In environmental statistics and epidemiology applications, most literature focuses on regression models for the conditional mean of a distribution. However, there is growing interest in extreme exposure events, such as those related to heat waves or air pollution peaks. Providing new exposure metrics with a focus on extreme episodes will allow epidemiologists to evaluate the related health effects, and policymakers to implement intervention and awareness strategies, especially for the most vulnerable segments of the population. This study aims to model extreme concentrations of nitrogen dioxide in the Lazio Region between 2017 and 2022 using quantile regression. We modeled daily concentrations of NO2 from 51 monitoring stations provided by ARPA Lazio. The limited time period was chosen to reduce missing values (3.65%). The original values underwent square root transformation and were interpolated for missing data using univariate spline-based methods, also taking into account the proximity of the stations. Therefore we introduced external covariates available at a 1 km × 1 km resolution, drawn from major satellite datasets (e.g. Copernicus ERA5), downscaling both spatio-temporal variables (temperature, precipitation, planetary boundary layer height) and purely spatial ones designed to capture human presence (resident population, nighttime lights, etc.). Our proposal can be divided into two steps. Step 1. In the first step, local Bayesian models were fitted to three quantile levels (0.5, 0.75, and 0.90) to capture the temporal dynamics of each station across quantiles. Model selection was performed using time-based 10-fold cross-validation at the station level, with R1 as the primary evaluation metric. Step 2. The estimates from step 1 were then used as response variables in a second phase involving Generalized Additive Models. At this stage, we incorporated the effects of covariates. The objective of this step was to spatialize the results within a hybrid Bayesian semiparametric framework. The models underwent model selection and were subsequently evaluated using Leave-One-Station-Out Cross-Validation (LOSOCV) along with additional spatial and temporal control regressions.
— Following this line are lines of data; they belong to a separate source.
PR #12565, opened 2026-07-28
[Backport 4.0.x] Fix #12427: Reject path-traversal segments in coordinate ids and versions

### LINKED ISSUE #12427: model validator accepts '.' and '..' as artifactId/version, creating path-traversal segments in local repository paths

gnodet:
Backport of #12410 to `maven-4.0.x`.

Coordinate ids (groupId, artifactId) and versions equal to `.` or `..`
pass character validation but become path-traversal segments in the local
repository layout. Both the `maven-impl` and compat `maven-model-builder`
validators now reject these values. Tests added for both modules.

Conflict resolution: trivial variable naming difference (`i`/`c` on 4.0.x
vs `index`/`character` on master).

### DIFF
--- a/compat/maven-model-builder/src/main/java/org/apache/maven/model/validation/DefaultModelValidator.java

The final outputs can be utilized to generate spatio-temporal extreme exposure surfaces for each quantile, which can subsequently be connected to different health outcomes in order to explore acute effects from extreme environmental exposures.
Evaluating extreme NO2 exposures in the Lazio region: a hybrid bayesian semi-parametric quantile regression approach / Rosci, Edoardo; Jona-Lasinio, Giovanna; Michelozzi, Paola; Stafoggia, Massimo. - (2025), pp. 123-123. (Intervento presentato al convegno GRASPA 2025 tenutosi a Rome; Italy).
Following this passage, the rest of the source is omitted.